British court official and noble

Barbara Herbert, Countess of Pembroke (c.1668 - 1 August 1721) was a British court official and noble, the second wife of Thomas Herbert, 8th Earl of Pembroke. She became Lady of the Bedchamber for Princess Caroline of the Royal House of Hohenzollern.

==Biography==
The daughter of Sir Thomas Slingsby, 2nd Baronet, and his wife, Dorothy Cradock. Barbara had two brothers: Sir Henry Slingsby, 3rd Baronet (c.1660-1691), and Sir Thomas Slingsby, 4th Baronet (c.1668-1726)

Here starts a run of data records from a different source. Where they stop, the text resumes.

PR #385, opened 2022-01-04
feat: chain manager

unparalleled-js:
### What I did

fixes: #129
^ Note there are several other related to chain manager, such adding mining support. This work is just to initialize the chain manager as well as swap out the snapshotting login in `ape_test` using the chain manager rather than the `ProviderAPI` alone.

### How I did it

* Create new class ChainManager, a top-level object that takes the `NetworksManager`.
* The chain manager raises an error when not connected to a provider.
* The chain manager keeps track of a "snapshot stack"

### How to verify it

See the new test module `tests/integration/test_chain.py`.

### Checklist

### DIFF
--- a/src/ape/__init__.py
+++ b/src/ape/__init__.py
@@ -54,7 +54,7 @@ Useful for development purposes, such as controlling the state of the blockchain
 Also handy for querying data about the chain and managing local caches.
 """
 
-accounts = _AccountManager(config, _converters, plugin_manager, networks, chain)  # type: ignore
+accounts = _AccountManager(config, _converters, plugin_manager, networks)  # type: ignore
 """Manages accounts for the current project. See :class:`ape.managers.accounts.AccountManager`."""
 
 Project = _partial(
--- a/src/ape/__init__.py
+++ b/src/ape/__init__.py
@@ -47,7 +47,14 @@ networks = _NetworkManager(config, plugin_manager)  # type: ignore
 
 _converters = _ConversionManager(config, plugin_manager, networks)  # type: ignore
 
-accounts = _AccountManager(config, _converters, plugin_manager, networks)  # type: ignore
+chain = _ChainManager(networks)  # type: ignore
+"""
+The current connected blockchain; requires an active provider.
+Useful for development purposes, such as controlling the state of the blockchain.
+Also handy for querying data about the chain and managing local caches.
+"""
+
+accounts = _AccountManager(config, _converters, plugin_manager, networks, chain)  # type: ignore
 """Manages accounts for the current project. See :class:`ape.managers.accounts.AccountManager`."""
 
 Project = _partial(
@@ -68,13 +75,6 @@ Contract = _partial(_Contract, networks=networks, converters=_converters)
 
 convert = _converters.convert
 """Conversion utility function. See :class:`ape.managers.converters.ConversionManager`."""
-
-chain = _ChainManager(networks)  # type: ignore
-"""
-The current connected blockchain; requires an active provider.
-Useful for development purposes, such as controlling the state of the blockchain.
-Also handy for querying data about the chain and managing local caches.
-"""
 
 
 __all__ = [
--- a/src/ape/api/accounts.py
+++ b/src/ape/api/accounts.py
@@ -44,9 +44,6 @@ class AccountAPI(AddressAPI):
     def alias(self) -> Optional[str]:
         """
         A shortened-name for quicker access to the account.
-
-        Returns:
-            str (optional)
         """
         return None
 
@@ -56,7 +53,7 @@ class AccountAPI(AddressAPI):
         Sign a message.
 
         Args:
-          msg (SignableMessage): The message to sign.
+          msg (:class:`~ape.types.signatures.SignableMessage`): The message to sign.
             See these
             `docs <https://eth-account.readthedocs.io/en/stable/eth_account.html#eth_account.messages.SignableMessage>`__  # noqa: E501
             for more type information on this type.
@@ -137,9 +134,7 @@ class AccountAPI(AddressAPI):
         if not txn.signature:
             raise SignatureError("The transaction was not signed.")
 
-        receipt = self.provider.send_transaction(txn)
-        self.chain.account_history.append(receipt)
-        return receipt
+        return self.provider.send_transaction(txn)
 
     @cached_property
     def _convert(self) -> Callable:
--- a/src/ape/api/accounts.py
+++ b/src/ape/api/accounts.py
@@ -137,7 +137,9 @@ class AccountAPI(AddressAPI):
         if not txn.signature:
             raise SignatureError("The transaction was not signed.")
 
-        return self.provider.send_transaction(txn)
+        receipt = self.provider.send_transaction(txn)
+        self._chain.account_history.append_transaction(txn)
+        return receipt
 
     @cached_property
     def _convert(self) -> Callable:
--- a/src/ape/api/address.py
+++ b/src/ape/api/address.py
@@ -39,6 +39,7 @@ class AddressAPI:
     def provider(self, value: ProviderAPI):
         """
         Set the active provider if connected to one.
+
         Args:
             value (:class:`~ape.api.providers.ProviderAPI`): The provider to set.
         """
--- a/src/ape/api/address.py
+++ b/src/ape/api/address.py
@@ -1,9 +1,9 @@
 from typing import List, Optional
 
+from ape.exceptions import AddressError
 from ape.types import AddressType
 from ape.utils import abstractdataclass, abstractmethod
 
-from ..exceptions import AddressError
 from .providers import ProviderAPI
 
 
--- a/src/ape/api/address.py
+++ b/src/ape/api/address.py
@@ -35,6 +35,16 @@ class AddressAPI:
 
         return self._provider
 
+    @provider.setter
+    def provider(self, value: ProviderAPI):
+        """
+        Set the active provider if connected to one.
+        Args:
+            value (:class:`~ape.api.providers.ProviderAPI`): The provider to set.
+        """
+
+        self._provider = value
+
     @property
     @abstractmethod
     def address(self) -> AddressType:
--- a/src/ape/api/address.py
+++ b/src/ape/api/address.py
@@ -1,10 +1,12 @@
-from typing import List, Optional
+from typing import TYPE_CHECKING, List, Optional
 
-from ape.exceptions import AddressError
 from ape.types import AddressType
 from ape.utils import abstractdataclass, abstractmethod
 
 from .providers import ProviderAPI
+
+if TYPE_CHECKING:
+    from ape.managers.chain import ChainManager
 
 
 @abstractdataclass
@@ -13,7 +15,7 @@ class AddressAPI:
     A base address API class. All account-types subclass this type.
     """
 
-    _provider: Optional[ProviderAPI] = None
+    _chain: Optional["ChainManager"] = None
 
     @property
     def provider(self) -> ProviderAPI:
@@ -28,23 +30,7 @@ class AddressAPI:
             :class:`~ape.api.providers.ProviderAPI`
         """
 
-        if not self._provider:
-            raise AddressError(
-                f"Incorrectly implemented provider API for class {type(self).__name__}"
-            )
-
-        return self._provider
-
-    @provider.setter
-    def provider(self, value: ProviderAPI):
-        """
-        Set the active provider if connected to one.
-
-        Args:
-            value (:class:`~ape.api.providers.ProviderAPI`): The provider to set.
-        """
-
-        self._provider = value
+        return self._chain.provider
 
     @property
     @abstractmethod
--- a/src/ape/api/address.py
+++ b/src/ape/api/address.py
@@ -19,9 +19,11 @@ class AddressAPI:
     def provider(self) -> ProviderAPI:
         """
         The current active provider if connected to one.
+
         Raises:
             :class:`~ape.exceptions.AddressError`: When there is no active
                provider at runtime.
+
         Returns:
             :class:`~ape.api.providers.ProviderAPI`
         """
--- a/src/ape/api/address.py
+++ b/src/ape/api/address.py
@@ -1,13 +1,10 @@
-from typing import TYPE_CHECKING, List, Optional
+from typing import List, Optional
 
 from ape.types import AddressType
 from ape.utils import abstractdataclass, abstractmethod
 
 from ..exceptions import AddressError
 from .providers import ProviderAPI
-
-if TYPE_CHECKING:
-    from ape.managers.chain import ChainManager
 
 
 @abstractdataclass
@@ -16,34 +13,25 @@ class AddressAPI:
     A base address API class. All account-types subclass this type.
     """
 
-    _chain: Optional["ChainManager"] = None
-
-    @property
-    def chain(self):
-        """
-        The current active blockchain, if connected to one.
-
-        Raises:
-            :class:`~ape.exceptions.AddressError`: When there is no active
-               chain at runtime.
-        """
-
-        if not self._chain:
-            raise AddressError(
-                f"Incorrectly implemented provider API for class {type(self).__name__}. "
-                "Provider missing access to chain manager."
-            )
+    _provider: Optional[ProviderAPI] = None
 
     @property
     def provider(self) -> ProviderAPI:
         """
         The current active provider if connected to one.
-
         Raises:
             :class:`~ape.exceptions.AddressError`: When there is no active
                provider at runtime.
+        Returns:
+            :class:`~ape.api.providers.ProviderAPI`
         """
-        return self.chain.provider
+
+        if not self._provider:
+            raise AddressError(
+                f"Incorrectly implemented provider API for class {type(self).__name__}"
+            )
+
+        return self._provider
 
     @property
     @abstractmethod
--- a/src/ape/api/explorers.py
+++ b/src/ape/api/explorers.py
@@ -1,10 +1,10 @@
 from typing import Iterator, Optional
 
-from ape.api import ReceiptAPI
 from ape.types import AddressType, ContractType
 from ape.utils import abstractdataclass, abstractmethod
 
 from . import networks
+from .providers import ReceiptAPI
 
 
 @abstractdataclass
--- a/src/ape/api/explorers.py
+++ b/src/ape/api/explorers.py
@@ -1,5 +1,6 @@
-from typing import Optional
+from typing import Iterator, Optional
 
+from ape.api import ReceiptAPI
 from ape.types import AddressType, ContractType
 from ape.utils import abstractdataclass, abstractmethod
 
@@ -48,8 +49,20 @@ class ExplorerAPI:
         Get the contract type for a given address if it has been published in an explorer.
 
         Args:
-            address (str): The contract address.
+            address (:class:`~ape.types.AddressType`): The contract address.
 
         Returns:
-            :class:`~ape.contracts.ContractType` if published, else ``None``.
+            Optional[:class:`~ape.contracts.ContractType`]: If not published, returns ``None``.
+        """
+
+    @abstractmethod
+    def get_account_transactions(self, address: AddressType) -> Iterator[ReceiptAPI]:
+        """
+        Get a list of list of transactions performed by an address.
+
+        Args:
+            address (:class:`~ape.types.AddressType`): The account address.
+
+        Returns:
+            Iterator[:class:`~ape.api.providers.ReceiptAPI`]
         """
--- a/src/ape/api/networks.py
+++ b/src/ape/api/networks.py
@@ -345,6 +345,15 @@ class NetworkAPI:
 
         return self.config_manager.get_config(self.ecosystem.name)
 
+    @cached_property
+    def network_config(self) -> ConfigItem:
+        """
+        The configuration of the network. See :class:`~ape.managers.config.ConfigManager`
+        for more information on plugin configurations.
+        """
+
+        return self.config.get(self.name, {})  # type: ignore
+
     @property
     def chain_id(self) -> int:
         """
@@ -391,11 +400,25 @@ class NetworkAPI:
         Returns:
             int
         """
-        try:
-            return self.config[self.name]["required_confirmations"]
-        except KeyError:
-            # Is likely a 'development' network.
-            return 0
+        return self.network_config.get("required_confirmations", 0)  # type: ignore
+
+    @property
+    def approximate_block_time(self) -> int:
+        """
+        The approximate amount of time it takes for a new block to get mined to the chain.
+        Configure in your ``ape-config.yaml`` file via.
+
+        Config example::
+
+            ethereum:
+              mainnet:
+                approximxate_block_time: 15
+
+        Returns:
+            int
+        """
+
+        return self.network_config.get("approximate_block_time", 0)  # type: ignore
 
     @cached_property
     def explorer(self) -> Optional["ExplorerAPI"]:
--- a/src/ape/api/networks.py
+++ b/src/ape/api/networks.py
@@ -346,12 +346,7 @@ class NetworkAPI:
         return self.config_manager.get_config(self.ecosystem.name)
 
     @cached_property
-    def network_config(self) -> ConfigItem:
-        """
-        The configuration of the network. See :class:`~ape.managers.config.ConfigManager`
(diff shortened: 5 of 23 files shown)


src/ape/types/__init__.py
```diff
@@ -21,6 +21,14 @@
 as well as a block number or hash (HexBytes).
 """
 
+SnapshotID = Union[str, int, bytes]
+"""
+An ID representing a point in time on a blockchain, as used in the
+:meth:`~ape.managers.chain.ChainManager.snapshot` and
+:meth:`~ape.managers.chain.ChainManager.snapshot` methods. Can be a ``str`` or  an ``int``.
```
unparalleled-js, line 28:
```suggestion
:meth:`~ape.managers.chain.ChainManager.snapshot` methods. Can be a ``str``, ``int``, or ``bytes``.
```

src/ape/__init__.py
```diff
@@ -68,8 +69,17 @@
 convert = _converters.convert
 """Conversion utility function. See :class:`ape.managers.converters.ConversionManager`."""
 
+chain = _ChainManager(networks)  # type: ignore
+"""
+The current connected blockchain; requires an active provider.
+Useful for development purposes, such as controlling the state of the blockchain.
+Also handy for querying data and managing local caches.
```
fubuloubu, line 76:
```suggestion
Also handy for querying data about the chain and managing local caches.
```

src/ape/exceptions.py
```diff
@@ -1,4 +1,9 @@
-from typing import Optional
+from typing import TYPE_CHECKING, Optional
+
+from eth_utils import humanize_hash
```
fubuloubu, line 3: hmm... probably could use this a lot more in the codebase

src/ape/types/__init__.py
```diff
@@ -21,6 +21,14 @@
 as well as a block number or hash (HexBytes).
 """
 
+SnapshotID = Union[str, int, bytes]
+"""
+An ID representing a point in time on a blockchain, as used in the
+:meth:`~ape.managers.chain.ChainManager.snapshot` and
+:meth:`~ape.managers.chain.ChainManager.snapshot` methods. Can be a ``str``, ``int``, or ``bytes``.
+Providers will expect and handle snapshot IDs differently.
```
fubuloubu, line 29: Add "There shouldn't be a need to change providers when using this feature, so there should not be confusion over this type in practical use cases"

src/ape/managers/chain.py
```diff
@@ -0,0 +1,103 @@
...
+        else:
+            snapshot_index = self._snapshots.index(snapshot_id)
+            self._snapshots = self._snapshots[:snapshot_index]
+
+        provider.revert(snapshot_id)
+
+    def _get_test_provider(self) -> TestProviderAPI:
+        provider = self.provider
+        if not isinstance(provider, TestProviderAPI):
+            raise NotImplementedError(f"Provider '{provider.name}' does not support snapshotting.")
```
fubuloubu, line 101: Hmm, I was picturing letting the lower-level error from `ProviderAPI` bubble up where `NotImplementedError` just tells you right when you use the feature that it's unsupported.

src/ape_test/fixtures.py
```diff
@@ -3,30 +3,36 @@
...
-
-        if active_provider is None:
-            raise ProviderError("Provider is not set.")
+    def chain(self) -> ChainManager:
+        return self._chain
 
-        return active_provider
+    @pytest.fixture
+    def provider(self) -> ProviderAPI:
+        return self._chain.provider
```
fubuloubu, line 35: Probably don't even need this fixture anymore with `chain`

fubuloubu (commented):
Really excited about this one!

src/ape/managers/chain.py
unparalleled-js: `ProviderAPI` does not have development methods though, so it would be like `method not found ` or something.

And `geth` - which _is_ a `TestProviderAPI` (has a `snapshot()` method) will raise it's `NotImplementedError` and that will bubble up normally.

src/ape/exceptions.py
unparalleled-js: Yeah, TIL

tests/integration/conftest.py
```diff
@@ -1,9 +1,42 @@
...
+
+
+@pytest.hookimpl(hookwrapper=True)
+def pytest_runtest_protocol(item, nextitem):
+    snapshot_id = chain.snapshot()
+    yield
+
+    try:
+        chain.restore(snapshot_id)
+    except (HeaderNotFound, ChainError):
```
unparalleled-js, line 21: This seems like a bug and I am hoping to figure this out more and remove this part...

The tests work locally but I am having troubles in CI.

src/ape/managers/chain.py
unparalleled-js: The only one someone could get here is if there were using `infura` or something. They'd be having other issues most likely if that were the case anyway. The real `NotImplentedError` _do_ bubble, such as with `geth`.

src/ape/managers/chain.py
```diff
@@ -0,0 +1,143 @@
...
+
+        latest_block = chain.blocks[-1
+
+    """
+
+    _provider: ProviderAPI
+
+    def __getitem__(self, block_number: int) -> BlockAPI:
+        """
+        Get a block by number.
```
fubuloubu, line 29: Probably explain the behavior of a negative number here (e.g. -1 is head/chain tip, -2 is one behind, etc.)

src/ape/managers/chain.py
```diff
@@ -0,0 +1,143 @@
...
+@dataclass
+class BlockContainer:
+    """
+    A list of blocks on the chain.
+
+    Usages example::
+
+        from ape import chain
+
+        latest_block = chain.blocks[-1
```
fubuloubu, line 21:
```suggestion
        latest_block = chain.blocks[-1]
```

src/ape/managers/chain.py
```diff
@@ -0,0 +1,143 @@
...
+class ChainManager:
+    """
+    A manager for controlling and manipulating development blockchains
+    and querying chain-data.
+    """
+
+    _networks: NetworkManager
+    _snapshots: List[SnapshotID] = []
+
+    blocks: BlockContainer = None  # type: ignore
```
fubuloubu, line 64: do you even have to put this here with `__post_init__`?
```suggestion
    blocks: BlockContainer  # type: ignore
```

src/ape/managers/chain.py
```diff
@@ -0,0 +1,143 @@
...
+    """The list of blocks on the chain."""
+
+    def __post_init__(self):
+        self.blocks = BlockContainer(self._networks.active_provider)
+
+    @property
+    def provider(self) -> ProviderAPI:
+        """
+        The active :class:`~ape.api.providers.ProviderAPI`. Most often, this should
+        be a :class:`~ape.api.providers.TestProviderAPI`.
```
fubuloubu, line 74: Not necessarily true, you would use this in scripts and querying public chains too
```suggestion
        The active :class:`~ape.api.providers.ProviderAPI`.
```

src/ape/managers/chain.py
fubuloubu: Ah. Well just saying that "chain does not support X feature" will probably grow to more than just snapshots.

src/ape/managers/chain.py
unparalleled-js: Yeah it seems like it does

src/ape/managers/chain.py
```diff
@@ -0,0 +1,144 @@
...
+
+    """
+
+    _provider: ProviderAPI
+
+    def __getitem__(self, block_number: int) -> BlockAPI:
+        """
+        Get a block by number. Negative numbers start at the chain head and
+        move backwards. For example, ``-1`` would be the latest block and
+        ``-2`` would be the penultimate block, and so on.
```
fubuloubu, line 31: Penultimate is a little too fancy for some readers lol
```suggestion
        ``-2`` would be the block prior to that one, and so on.
```

fubuloubu (approved):

src/ape/managers/chain.py
unparalleled-js: ya penultimate almost sounds like it is the second to last block EVER too

src/ape/managers/chain.py
unparalleled-js: Yes, this is just a helper method I made, I can make it more subject to change though by allowing a custom message given to it.

fubuloubu (dismissed):

src/ape/exceptions.py
```diff
@@ -184,3 +198,22 @@ class AddressError(ApeException):
...
+    """
+    Raised when given an unknown snapshot ID.
+    """
+
+    def __init__(self, snapshot_id: "SnapshotID"):
+        if isinstance(snapshot_id, bytes):
+            # Is block hash
+            snapshot_id = humanize_hash(snapshot_id)  # type: ignore
+
+        super().__init__(f"Unknown snapshot ID '{str(snapshot_id)}'.")
```
unparalleled-js, line 219:
```suggestion
        super().__init__(f"Unknown snapshot ID '{snapshot_id}'.")
```

unparalleled-js: needed for mypy

unparalleled-js:
- [ ] Add test showing we can change the networks in chain manager
- [ ] pending_timestamp()
- [ ] history - get history per account()
- [ ] chain_id
- [ ] gas_price
- [ ] base_fee

src/ape/api/address.py
```diff
@@ -1,59 +1,55 @@
...
     """
     A base address API class. All account-types subclass this type.
     """
 
-    _provider: Optional[ProviderAPI] = None
+    _chain: Optional["ChainManager"] = None
 
     @property
-    def provider(self) -> ProviderAPI:
+    def chain(self):
```
fubuloubu, line 22:
```suggestion
    def chain(self) -> "ChainManager":
```

src/ape/api/address.py
```diff
@@ -1,59 +1,55 @@
...
+               chain at runtime.
         """
 
-        if not self._provider:
+        if not self._chain:
             raise AddressError(
-                f"Incorrectly implemented provider API for class {type(self).__name__}"
+                f"Incorrectly implemented provider API for class {type(self).__name__}. "
+                "Provider missing access to chain manager."
             )
```
fubuloubu, line 35: Nothing is returned here?

src/ape/utils.py
```diff
@@ -479,11 +479,19 @@ class AbstractDataClassMeta(DataClassMeta, ABCMeta):
 errors will occur. This class cannot be instantiated on its own.
 """
 
+
+def convert(*args, **kwargs):
+    from ape import convert
+
+    return convert(*args, **kwargs)
+
+
```
fubuloubu, line 488: I don't know if I like this being here, since you have to load a dependency from the top

src/ape/api/address.py
unparalleled-js: yeah sorry, this is very WIP right now

src/ape/api/accounts.py
```diff
@@ -137,7 +137,9 @@ def call(self, txn: TransactionAPI, send_everything: bool = False) -> ReceiptAPI
         if not txn.signature:
             raise SignatureError("The transaction was not signed.")
 
-        return self.provider.send_transaction(txn)
+        receipt = self.provider.send_transaction(txn)
+        self._chain.account_history.append_transaction(txn)
```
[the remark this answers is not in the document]
unparalleled-js: Yeah, this is another circular dependency

src/ape/api/address.py
```diff
@@ -1,19 +1,21 @@
...
 class AddressAPI:
     """
     A base address API class. All account-types subclass this type.
     """
 
-    _provider: Optional[ProviderAPI] = None
+    _chain: Optional["ChainManager"] = None
 
     @property
     def provider(self) -> ProviderAPI:
```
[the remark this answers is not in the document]
unparalleled-js: Ah yes, okay I just put the chain stuff only in `AccountAPI` and left `AddressAPI` alone for now

src/ape/api/address.py
unparalleled-js: outdated now!

src/ape/utils.py
unparalleled-js: removed, I only needed this in `chain`, so I just moved it there

src/ape/api/address.py
```diff
@@ -148,9 +132,6 @@ def codesize(self) -> int:
     def is_contract(self) -> bool:
         """
         ``True`` when there is code associated with the address.
-
-        Returns:
```
unparalleled-js, line 152: `Returns` looks back for `property` docs, makes it look like you have to call it

src/ape/managers/chain.py
```diff
@@ -0,0 +1,360 @@
...
+    Usages example::
+
+        from ape import chain
+
+        latest_block = chain.blocks[-1]
+
+    """
+
+    networks: NetworkManager
+    _poll_wait_interval = 2  # Seconds
```
fubuloubu, line 28: Config?

src/ape/managers/chain.py
```diff
@@ -0,0 +1,360 @@
...
+        return self._get_block("latest")
+
+    @property
+    def height(self) -> int:
+        """
+        The latest block number.
+        """
+
+        return self.head.number
+
```
fubuloubu, line 82: Can we move these above `__getitem__`?

fubuloubu: Also `_get_block` and `_provider`, etc.

src/ape/managers/chain.py
```diff
@@ -0,0 +1,360 @@
...
+    @property
+    def _provider(self) -> ProviderAPI:
+        if not self.networks.active_provider:
+            raise ProviderNotConnectedError()
+
+        return self.networks.active_provider
+
+    @property
+    def _network_confirmations(self) -> int:
```
fubuloubu, line 91: Should this be a private property?

src/ape/managers/chain.py
```diff
@@ -0,0 +1,360 @@
...
+
+
+class AccountHistory:
+    """
+    A container mapping account addresses to the transaction from the active session.
+    """
+
+    _map: Dict[AddressType, List[ReceiptAPI]] = {}
+
+    def __getitem__(self, address: Union[AddressAPI, AddressType, str]) -> List[ReceiptAPI]:
```
fubuloubu, line 174: Can this method query `ProviderAPI` (via `ExplorerAPI` to get transactions indexed by account's nonce via TBD query method) to get the set of `ReceiptAPI` from those transactions?

fubuloubu: Obviously, this query method would not function for chains without an Explorer (or where it is not configured) since it is a non-trivial problem to identify an account's past transactions without indexing them.

src/ape/managers/chain.py
```diff
@@ -0,0 +1,360 @@
...
+              to a provider.
+        """
+
+        provider = self._networks.active_provider
+        if not provider:
+            raise ProviderNotConnectedError()
+
+        return provider
+
+    @property
```
fubuloubu, line 285: `cached_property`? so as not to continue initializing this class every time it is called

src/ape/managers/chain.py
```diff
@@ -0,0 +1,360 @@
...
+                f"Provider '{provider.name}' does not support method '{method_name}'."
+            )
+
+        return provider
+
+
+def _convert(*args, **kwargs):
+    from ape import convert
+
+    return convert(*args, **kwargs)
```
fubuloubu, line 400: Can this be a `cached_property` on `AccountHistory`?

unparalleled-js:
- [ ] I am still working on `pending_timestamp`

src/ape/managers/chain.py
fubuloubu: Or just set it inside of `__post_init__`

src/ape/managers/chain.py
```diff
@@ -0,0 +1,360 @@
...
+    @property
+    def chain_id(self) -> int:
+        """
+        The blockchain ID.
+        See `ChainList <https://chainlist.org/>`__ for a comprehensive list of IDs.
+        """
+
+        network_name = self.provider.network.name
+        if network_name not in self._chain_id_map:
+            self._chain_id_map[network_name] = self.provider.chain_id
```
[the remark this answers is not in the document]
unparalleled-js: yeah there is a ticket for that!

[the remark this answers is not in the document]
unparalleled-js: This is more a caching trick right here.
This way, we only make the request to get the chain ID once per network we connect to.

src/ape/managers/chain.py
unparalleled-js: It is cached by network right now.
So if we have already made the request, the ID is already present in `self._chain_id_map`. Otherwise, we make the provider call. It is like `@cached_proeprty` but we are controlling more how we cache

src/ape/managers/chain.py
unparalleled-js: Yes!

But, I am pretty sure lazy imports are automatically cached. At least it seems like it

fubuloubu: Oh yes, that is true. `importlib` caches imports

src/ape/managers/chain.py
unparalleled-js: Private like `__network_confirmations` ? I tend to only use those in extreme cases, like `__lock` or `__private_key`.

However, maybe you are suggesting to make this public? In which case, yeah I agree, I just pushed that change. Please let me know if you meant something else

src/ape/api/explorers.py
```diff
@@ -48,8 +49,20 @@ def get_contract_type(self, address: AddressType) -> Optional[ContractType]:
...
-            address (str): The contract address.
+            address (:class:`~ape.types.AddressType`): The contract address.
 
         Returns:
-            :class:`~ape.contracts.ContractType` if published, else ``None``.
+            Optional[:class:`~ape.contracts.ContractType`]: If not published, returns ``None``.
+        """
+
+    @abstractmethod
+    def get_account_transactions(self, address: AddressType) -> Iterator[ReceiptAPI]:
```
unparalleled-js, line 59: Making this an `Iterator` because who the heck knows how many transactions one has.
In the `ape-etherscan`, we have to paginate through requests (the API token is going to be necessary, so that is next after https://github.com/ApeWorX/ape-etherscan/pull/12).

src/ape/managers/chain.py
unparalleled-js: how about we just make this is a param on the `poll` method and let it default to 2?

src/ape/managers/chain.py
unparalleled-js: Done!

src/ape/managers/chain.py
unparalleled-js: Done!

src/ape/managers/chain.py
unparalleled-js: I made it `public` ? Let me know if that is not what you meant!

src/ape/api/explorers.py
fubuloubu: Like this, can handle pagination via iterator to smooth it out

src/ape/managers/chain.py
```diff
@@ -0,0 +1,424 @@
...
+    def poll_blocks(
+        self,
+        start: Optional[int] = None,
+        required_confirmations: Optional[int] = None,
+        poll_wait_interval: int = 2,
+    ) -> Iterator[BlockAPI]:
+        """
+        Poll new blocks. Optionally set a start block to include historical blocks.
+        **NOTE**: This is a deamon method; it does not terminate unless an exception
+        occurrs.
```
fubuloubu, line 138: typo

src/ape/managers/chain.py
```diff
@@ -0,0 +1,424 @@
...
+        Usage example::
+
+            from ape import chain
+
+            for new_block in chain.blocks.poll_blocks():
+                print(f"New block found: number={new_block.number}")
+
+        Args:
+            start (Optional[int]): The block number to start with. Defaults to the block
+              of the ``+1`` the current block number.
```
fubuloubu, line 149:
```suggestion
              of the ``+1`` the current block number when this method was called.
```

src/ape/managers/chain.py
```diff
@@ -0,0 +1,424 @@
...
+            required_confirmations (Optional[int]): The amount of confirmations to wait
+              before yielding the block.
```
fubuloubu, line 151:
```suggestion
              before yielding the block. The more confirmations, the less likely a reorg will occur.
```

src/ape/managers/chain.py
```diff
@@ -0,0 +1,424 @@
...
+            poll_wait_interval (int): The amount of seconds to wait before checking for
+              new blocks. Defaults to ``2``.
```
fubuloubu, line 153: can probably default to a portion of expected block time (which is different chain!)

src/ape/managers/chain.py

She was married three times in all. Her first marriage was to Sir Richard Mauleverer, 4th Baronet, of Allerton Mauleverer, who died in 1689. On 14 February 1692/93, she married her second husband, John Arundell, 2nd Baron Arundell of Trerice (1649–1698), of Trerice, Cornwall, who died in 1698. As Lady Arundell, she had a son, Hon. Richard Arundell (1698–1759), who became MP for Knaresborough, Clerk of the Pipe, Surveyor of the Works and Master of the Mint.

She married the Earl of Pembroke on 21 September 1708, in London. The earl and countess had one daughter, Lady Barbara Herbert (died 27 December 1752), who on 3 October 1730 married William Dudley North.

In 1718, the countess became a Lady of the Bedchamber to the Princess of Wales, Caroline of Ansbach, retaining the position until her own death three years later.